Review by Frank Plowright
Sinestro’s Law re-established the status quo for Green Lantern’s titles, restoring almost everything to much the way it had been since the 1960s. The Green Lantern Corps once again occupy a planet at the centre of the universe, their mission being to protect it via the rings they wear enabling them to do anything they can conceive. Provided they’re fully charged, that is. The only remaining uncertainty is the fate of Hal Jordan, but considering his name precedes the Green Lantern Corps in the title, don’t be too concerned.
Robert Venditti begins Bottled Light by throwing in two old menaces, neither of them known for plaguing Green Lantern, and someone even more surprising who is connected. Kyle Rayner, the last of the 20th century human Green Lanterns also shows up, as does another more recent ring bearer, put to very good use.

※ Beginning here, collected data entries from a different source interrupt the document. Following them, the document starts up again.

PR #1394, opened 2021-05-27
Clean-up before updating from old State Tool

mdrohmann:
https://www.pivotaltracker.com/story/show/178254157

I finally realized that all the cleanup can be done in the transitional state tool, as it is called if and only if we are updating from a single-file State Tool to our new State Tool distribution.

### DIFF
--- a/assets/scripts/removePaths.bat
+++ b/assets/scripts/removePaths.bat
@@ -35,7 +35,7 @@ for /d %%i in (%paths%) do (
     if exist %%i\* (
         rmdir /s /q %%i >> %logfile%
     ) else (
-        del /s /q %%i >> %logfile%
+        del /q %%i >> %logfile%
     )
     if %ERRORLEVEL% NEQ 0 (
         echo "Could not remove directory: %%i" >> %logfile%
--- a/cmd/state-transition-update/main.go
+++ b/cmd/state-transition-update/main.go
@@ -4,6 +4,7 @@ import (
 	"fmt"
 	"os"
 	"path/filepath"
+	"strings"
 	"time"
 
 	"github.com/ActiveState/cli/internal/appinfo"
@@ -11,6 +12,7 @@ import (
 	"github.com/ActiveState/cli/internal/constants"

The curse of the modern day superhero title applies, with artists unable to draw more than three consecutive episodes, and editors unable to construct a schedule to accommodate this. We start with Ethan Van Sciver, switch to Rafa Sandoval, switch again to Ed Benes, head back to Sandoval, then back to Van Sciver for the conclusion of the title story before V Ken Marion delivers an epilogue. His art is the best in the book, the only artist whose work is detailed without looking crammed, but his deadline is unlikely to have been as tight. The other artists work in broadly the same style, with Van Sciver’s pages more defined than Sandoval’s (sample art left). Both tell the story, and both can deliver a good pin-up, but both include so many characters and have so much going on in panels that their ordinary pages look messy.
Having restored most of Hal Jordan’s universe and associates, Venditti uses Bottled Light to tie up a few loose ends, although what’s meant to be a surprise late on will be relatively transparent to anyone who’s read enough superhero material. However, before that the way Venditti weaves in so many characters we’d all like to see is clever. The closing tale is a nicely sentimental summary of much of what preceded it, but with a point to make about trust and loyalty. Quest for Hope is next.